Correct: Send the letter to George and me.  (Think - Send the letter to me.)

Incorrect: Us women believe in liberation.

Correct: We women believe in liberation.


Incorrect: Send the letter to me and George.

Correct: Send the letter to George and me.

Readers, do you have any writing tips you will share? Email, post on blog, or leave a comment. Help your fellow writers. 


Online events this week with Jackson rep Catherine Carter


Two online events this week will feature NCWN-West Jackson County representative Catherine Carter reading from her most recent collection, Larvae of the Nearest Stars (LSU Press, available through City Lights Bookstore in Sylva.)  

Tonight, December 3rd, at 7:00 p.m. EST, poet and editor Malaika King Albrecht and the journal Red-Headed Stepchild host a virtual book launch via Facebook and Zoom.  The event is listed on Facebook at https://www.facebook.com/events/1083638252032460/ and the direct Zoom link is https://us02web.zoom.us/j/83281179470  The event is followed by an Open Mic.  

On Sunday, December 6, at 3:30 p.m. EST, poet and editor Rose McClarney and the North Carolina Arboretum host a reading of various authors from the collection A Literary Field Guide to Southern Appalachia (UGA Press), a new literary and natural history anthology. The book combines natural history information, original art, and poems commissioned from some of the writers who make up another Southern Appalachian wealth, as great, perhaps, as its biodiversity—its rich literary community. This special programfeatures readings by a diverse group of poets who composed original work for the field guide and conversation about how the natural world inspires and informs their craft.

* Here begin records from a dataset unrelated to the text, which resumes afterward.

PR #857, opened 2022-10-06
Pretty print the optional metavalue annotation

vkleen:
The pretty printer used to ignore the optional annotation for metavalues.


vkleen:
That's a good point about the priorities. I guess, I'll merge this first and look at those next.

PR #860, opened 2022-10-06
Improve error messages to differentiate between flat types and static types

### LINKED ISSUE #718: Bad type error reporting mixing type vars and type id with the same name
**Describe the bug**

Sometimes the typechecker can throw  something like:

```
  = The type of the expression was expected to be `a`
  = The type of the expression was inferred to be `a`
``` 

it can actualy append when one is a type variable and the other one is a type identifier. 

**To Reproduce**
```
let f : forall a. {_: a} -> {_: a} -> {_: a}
  = fun fst snd => ((fst & s nd) | {_: a})
```

When no variable `a` is defined, it throw a unbound identifier. That's ok. But if we define `a` before the function (e.g.: `let a = Num`), it throw the confusing error shown above. 
the function below isn't very usefull ;) for a more complet and real case example you can check my comment in #423 

**Expected behavior**
I'm not sure if this error can appen in others contexts than the one described by #423 
But if it can or if fixing #423 is more dificult, we should probably find a way to distinguish types variables and identifiers in errors.

My first idea would be to force casing of type identifier to start with uper case letter and variables with lower case. But I realy do not think of what changes it imply in nickel.

Thank to share example if you have betters 👍 

**Environment**
 - OS name + version:
 - Version of the code:

**Additional context**

francois-caddet:
Depending if type is flat or not, print a different note in the error.

fix #718

### DIFF
--- a/src/error.rs
+++ b/src/error.rs
@@ -1327,21 +1327,27 @@ impl ToDiagnostic<FileId> for TypecheckError {
                     ])]
             ,
             TypecheckError::TypeMismatch(expd, actual, span_opt) => {
-                fn get_note(ty: &Types) -> String {
+                fn addendum(ty: &Types) -> String {
                     if ty.0.is_flat() {
-                        String::from("the term")
+                        String::from(" (a contract)")
                     } else {
-                        String::from("a type expression")
+                        String::from("")
                     }
                 }
+                let last_note = if expd.0.is_flat() ^ actual.0.is_flat() {
+                    String::from("Static types and contracts are not compatible")
+                } else {
+                    String::from("These types are not compatible")
+                };
+
                 vec![
                     Diagnostic::error()
                         .with_message("incompatible types")
                         .with_labels(mk_expr_label(span_opt))
                         .with_notes(vec![
-                            format!("Expected an expression typed by {} `{}`", get_note(expd), expd),
-                            format!("Inferred this expression to be typed by {} `{}`", get_note(actual), actual),
-                            String::from("These types are not compatible"),
+                            format!("The type of the expression was expected to be `{}`{}", expd, addendum(expd)),
+                            format!("The type of the expression was inferred to be `{}`{}", actual, addendum(actual)),
+                            last_note,
                         ])]
             }
             TypecheckError::RowKindMismatch(ident, expd, actual, span_opt) => {
--- a/src/error.rs
+++ b/src/error.rs
@@ -1326,17 +1326,24 @@ impl ToDiagnostic<FileId> for TypecheckError {
                         format!("Maybe you forgot to put a `forall {}.` somewhere in the enclosing type ?", ident),
                     ])]
             ,
-            TypecheckError::TypeMismatch(expd, actual, span_opt) =>
+            TypecheckError::TypeMismatch(expd, actual, span_opt) => {
+                fn get_note(ty: &Types) -> String {
+                    if ty.0.is_flat_type() {
+                        String::from("the term")
+                    } else {
+                        String::from("a type expression")
+                    }
+                }
                 vec![
                     Diagnostic::error()
                         .with_message("incompatible types")
                         .with_labels(mk_expr_label(span_opt))
                         .with_notes(vec![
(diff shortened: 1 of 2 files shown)


src/error.rs
```diff
@@ -1326,17 +1326,24 @@ impl ToDiagnostic<FileId> for TypecheckError {
...
+                }
                 vec![
                     Diagnostic::error()
                         .with_message("incompatible types")
                         .with_labels(mk_expr_label(span_opt))
                         .with_notes(vec![
-                            format!("The type of the expression was expected to be `{}`", expd),
-                            format!("The type of the expression was inferred to be `{}`", actual),
+                            format!("Expected an expression typed by {} `{}`", get_note(expd), expd),
+                            format!("Inferred this expression to be typed by {} `{}`", get_note(actual), actual),
```
yannham, line 1343: A couple remarks:

- The new formulation (the beginning of the sentence) works nicely, but we use the formula "The type of the expression was expected to be" in a lot of places. I'm not too keen on having different error messages for no apparent reasons, so I think we have to change them all or to change none.
- "an expression typed by the term" doesn't sound right. We don't really have a standard definition for what is a type expression neither.

Here is a suggestion for a minimal change: keep the original structure of the error message, and only add something if one is a flat type with a variable inside and the other is a type variable:

```rust
                fn addendum(ty: &Types, other: &) -> &str {
                    match ty.0 {
                        AbsType::Flat(t) if !matches(t.as_ref(), Term::Var(_)) => " (contract)",
                        AbsType::Var(_) => " (type variable)",
                        _ => "",
                    }
                }
                vec![
                    Diagnostic::error()
                        .with_message("incompatible types")
                        .with_labels(mk_expr_label(span_opt))
                        .with_notes(vec![
                            format!("The type of the expression was expected to be `{}`{}", expd, addendum(expd)),
                            format!("The type of the expression was inferred to be `{}`{}", actual, addendum(actual)),
                            String::from("These types are not compatible"),
                        ])]
```

src/error.rs
```diff
@@ -1326,17 +1326,24 @@ impl ToDiagnostic<FileId> for TypecheckError {
                         format!("Maybe you forgot to put a `forall {}.` somewhere in the enclosing type ?", ident),
                     ])]
             ,
-            TypecheckError::TypeMismatch(expd, actual, span_opt) =>
+            TypecheckError::TypeMismatch(expd, actual, span_opt) => {
+                fn get_note(ty: &Types) -> String {
+                    if ty.0.is_flat_type() {
```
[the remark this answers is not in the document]
francois-caddet: Why? this function is called later with both parts of the error.

src/error.rs
francois-caddet: Qre we sure vars are the only things which can cause confusion? could we have it with records?

src/error.rs
```diff
@@ -1326,17 +1326,30 @@ impl ToDiagnostic<FileId> for TypecheckError {
                         format!("Maybe you forgot to put a `forall {}.` somewhere in the enclosing type ?", ident),
                     ])]
             ,
-            TypecheckError::TypeMismatch(expd, actual, span_opt) =>
+            TypecheckError::TypeMismatch(expd, actual, span_opt) => {
+                fn addendum(ty: &Types) -> String {
```
yannham, line 1330: Nitpick: I think you can use `&str` instead of `String` here if you just need to print them, avoiding an allocation.

yannham (approved):

src/error.rs
```diff
@@ -1326,17 +1326,30 @@ impl ToDiagnostic<FileId> for TypecheckError {
...
-            TypecheckError::TypeMismatch(expd, actual, span_opt) =>
+            TypecheckError::TypeMismatch(expd, actual, span_opt) => {
+                fn addendum(ty: &Types) -> &str {
+                    if ty.0.is_flat() {
+                        " (a contract)"
+                    } else {
+                        ""
+                    }
+                }
+                let last_note = if expd.0.is_flat() ^ actual.0.is_flat() {
```
yannham, line 1337: TIL that Rust has a syntax for exclusive or

Issue #859, opened 2022-10-06
Pretty printer identifier quoting is too lax


vkleen:
**Describe the bug**
The pretty printer doesn't quote enough record keys.

**To Reproduce**
```
❯ nickel pprint-ast <<<'{ "priority" = 5 }'
{ priority = 5, }
❯ nickel repl
nickel> { priority = 5, }
error: unexpected token
  ┌─ repl-input-0:1:3
  │
1 │ { priority = 5, }
  │   ^^^^^^^^
```

**Expected behavior**
A pretty-printed AST should always be parsable.

**Environment**
 - OS name + version: NixOS
 - Version of the code: master fcaa7669047b6d80b01d1eebd21c335b5c3dd0a2

yannham:
As Viktor has left, and is unlikely to make this progress, I'm going ahead and closing this. The original surface bug is fixed anyway; the discussion is more about a nicer implementation internally.

PR #861, opened 2022-10-07
Add a keywords list for use by the pretty printer

vkleen:
This is a quick fix for #859. I'm not convinced it's the best approach, especially because it asks people to keep updating a list of strings as the syntax evolves. But that should be an infrequent issue.

As it is, this PR gets the pretty printer to produce parseable records even if the record field names coincide with keywords.

### DIFF
--- a/src/parser/lexer.rs
+++ b/src/parser/lexer.rs
@@ -33,6 +33,8 @@ use crate::parser::error::{LexicalError, ParseError};
 use logos::Logos;
 use std::ops::Range;
 
+// When adding or removing tokens that might be parsed as identifiers please update the KEYWORDS
+// list
 /// The tokens in normal mode.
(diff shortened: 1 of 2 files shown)


src/parser/lexer.rs
```diff
@@ -33,6 +33,8 @@ use crate::parser::error::{LexicalError, ParseError};
 use logos::Logos;
 use std::ops::Range;
 
+// When adding or removing tokens that might be parsed as identifiers please update the KEYWORDS
```
yannham, line 36:
```suggestion
// **IMPORTANT**
// When adding or removing tokens that might be parsed as identifiers,
// please update the KEYWORDS array
```

yannham (approved):
That's not ideal, but indeed I don't see right now an easy way to generate them automatically from logos, so let's do like this for the time being.

PR #862, opened 2022-10-07
Refactor/virtual machine now owns resolver +  repl and program have own virtual machine

dpl0a:
`VirtualMachine` no longer depends on a lifetime parameter now and it owns its `import_resolver`field.
Moreover the `cache` field in both `ReplImpl` and `Program` have been replaced by an instance of `VirtualMachine` holding the cache. 
Now instead of creating a new `VirtualMachine` each time, the `vm` from a `ReplImpl` or a `Program` gets its `stack` and `call_stack` cleared and reused.

### DIFF
--- a/src/program.rs
+++ b/src/program.rs
@@ -43,7 +43,7 @@ pub struct Program {
     /// The cache holding the sources and parsed terms of the main source as well as imports.
     //cache: Cache,
     ///
-    vm: VirtualMachine<Cache>
+    vm: VirtualMachine<Cache>,
 }
 
 impl Program {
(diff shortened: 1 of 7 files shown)


src/program.rs
```diff
@@ -40,7 +41,9 @@ pub struct Program {
     /// The id of the program source in the file database.
     main_id: FileId,
     /// The cache holding the sources and parsed terms of the main source as well as imports.
-    cache: Cache,
+    //cache: Cache,
+    ///
```
yannham, line 45: Looks like the comments have been messed up a bit.

src/repl/mod.rs
```diff
@@ -77,35 +78,39 @@ pub struct ReplImpl {
...
+    ///
+    vm: VirtualMachine<Cache>,
 }
 
 impl ReplImpl {
     /// Create a new empty REPL.
     pub fn new() -> Self {
         ReplImpl {
-            cache: Cache::new(ErrorTolerance::Strict),
+            //cache: Cache::new(ErrorTolerance::Strict),
```
yannham, line 89:
```suggestion
```

yannham (approved):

Catherine Carter’s collections of poetry with LSU Press include The Memory of Gills and The Swamp Monster at Home, and Larvae of the Nearest Stars (2019).  Her poetry has won the North Carolina Literary Review’s James Applewhite Prize, the NC Literary and Historical Society’s Roanoke-Chowan Award, Jacar Press’ chapbook contest, and the inaugural Caldwell County Arts Council's WNC Poetry Contest, and has appeared in Best American Poetry 2009, Orion, Poetry, Ecotone, Tar River Poetry, and Ploughshares, among others.  She is a professor of English at Western Carolina University.